--- YOUR INSTRUCTIONS ---
Your answer should be the entries below, reproduced character for character.

--- Dataset entries ---
PR #740, opened 2021-09-13
fix: striped table when element selected is text/dropdown/multiselect/editable/datepicker

### LINKED ISSUE #741: [Widget]: On selection of tags option in table category type, page crashes
Steps to reproduce: 

1. Drag and drop a table
2. Open widget inspector
3. Select the tags option from the dropdown in column type
4. Page breaks

[tags_error.mov.zip](https://github.com/ToolJet/ToolJet/files/7154333/tags_error.mov.zip)

gondar00:
This PR fixes the table design when combination of a field text + table style striped

Before: 
image

After:
image

-----

Before: 
image
After: 
image

----

Fixes #741 

Incorrect value was provided in tags selection


Navaneeth-pk:
image

Steps to reproduce: 
a) drag and drop a table widget 
b) set the `email` column as editable 

Can you please take a look? @gondar00

gondar00:
I think the above image would've been on a diff. branch

On this branch it looks like the below: 
image

gondar00:
1. Making a column editable
2. Making a column type as dropdown 

These I am working on currently

gondar00:
Making a column editable is fixed, 

pending is making a column type as datepicker

gondar00:
Datepicker fix is done

sherfin94:
Looks like we didn't cover action buttons

https://www.loom.com/share/7340770dfe304a9db8c8cbbdac98effc

gondar00:
@sherfin94 yeah added fix for action button 👍

sherfin94:
There seems to be a strange issue with drop-down, multiselect, badge etc on this branch:
https://www.loom.com/share/3f660dddd2114bb3a508a23a18432e10

A similar issue seems to be there with datepicker also, though its certainly better than what we already have with datepicker :grimacing: .
image

gondar00:
image

```

  td {
    min-height: 35px;
    overflow-x: initial; // so due to overflow being initial the content overflows from the box in case of many fields
    margin: auto;
    ....
}
```

gondar00:
image
```

  td {
    min-height: 35px;
    overflow-x: auto; // i added auto here so that a scrollbar comes, but that has broken select/dropdown 
    margin: auto;
    ....
}
```

gondar00:
I'll change it back to `initial` for now

frontend/src/Editor/Components/Table/Table.jsx
```diff
@@ -296,19 +297,96 @@ export function Table({
...
+                          column.key || column.name,
+                          e.target.value,
+                          cell.row.original
+                        );
+                      }
+                    }}
+                    className={`form-control-plaintext form-control-plaintext-sm ${!isValid ? 'is-invalid' : ''}`}
+                    defaultValue={cellValue}
+                  />
+                  <div class="invalid-feedback">{validationError}</div>
```
sherfin94, line 369:
```suggestion
                  <div className="invalid-feedback">{validationError}</div>
```

sherfin94:
Went through the code, looks nice!.
There is this one last problem I missed: It also has to support proper stripes when validation text is present
image

Once that's fixed, could you also merge the latest `develop` to this?

sherfin94 (changes requested):

sherfin94 (approved):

--- YOUR RESPONSE ---
PR #740, opened 2021-09-13
fix: striped table when element selected is text/dropdown/multiselect/editable/datepicker

### LINKED ISSUE #741: [Widget]: On selection of tags option in table category type, page crashes
Steps to reproduce: 

1. Drag and drop a table
2. Open widget inspector
3. Select the tags option from the dropdown in column type
4. Page breaks

[tags_error.mov.zip](https://github.com/ToolJet/ToolJet/files/7154333/tags_error.mov.zip)

gondar00:
This PR fixes the table design when combination of a field text + table style striped

Before: 
image

After:
image

-----

Before: 
image
After: 
image

----

Fixes #741 

Incorrect value was provided in tags selection


Navaneeth-pk:
image

Steps to reproduce: 
a) drag and drop a table widget 
b) set the `email` column as editable 

Can you please take a look? @gondar00

gondar00:
I think the above image would've been on a diff. branch

On this branch it looks like the below: 
image

gondar00:
1. Making a column editable
2. Making a column type as dropdown 

These I am working on currently

gondar00:
Making a column editable is fixed, 

pending is making a column type as datepicker

gondar00:
Datepicker fix is done

sherfin94:
Looks like we didn't cover action buttons

https://www.loom.com/share/7340770dfe304a9db8c8cbbdac98effc

gondar00:
@sherfin94 yeah added fix for action button 👍

sherfin94:
There seems to be a strange issue with drop-down, multiselect, badge etc on this branch:
https://www.loom.com/share/3f660dddd2114bb3a508a23a18432e10

A similar issue seems to be there with datepicker also, though its certainly better than what we already have with datepicker :grimacing: .
image

gondar00:
image

```

  td {
    min-height: 35px;
    overflow-x: initial; // so due to overflow being initial the content overflows from the box in case of many fields
    margin: auto;
    ....
}
```

gondar00:
image
```

  td {
    min-height: 35px;
    overflow-x: auto; // i added auto here so that a scrollbar comes, but that has broken select/dropdown 
    margin: auto;
    ....
}
```

gondar00:
I'll change it back to `initial` for now

frontend/src/Editor/Components/Table/Table.jsx
```diff
@@ -296,19 +297,96 @@ export function Table({
...
+                          column.key || column.name,
+                          e.target.value,
+                          cell.row.original
+                        );
+                      }
+                    }}
+                    className={`form-control-plaintext form-control-plaintext-sm ${!isValid ? 'is-invalid' : ''}`}
+                    defaultValue={cellValue}
+                  />
+                  <div class="invalid-feedback">{validationError}</div>
```
sherfin94, line 369:
```suggestion
                  <div className="invalid-feedback">{validationError}</div>
```

sherfin94:
Went through the code, looks nice!.
There is this one last problem I missed: It also has to support proper stripes when validation text is present
image

Once that's fixed, could you also merge the latest `develop` to this?

sherfin94 (changes requested):

sherfin94 (approved):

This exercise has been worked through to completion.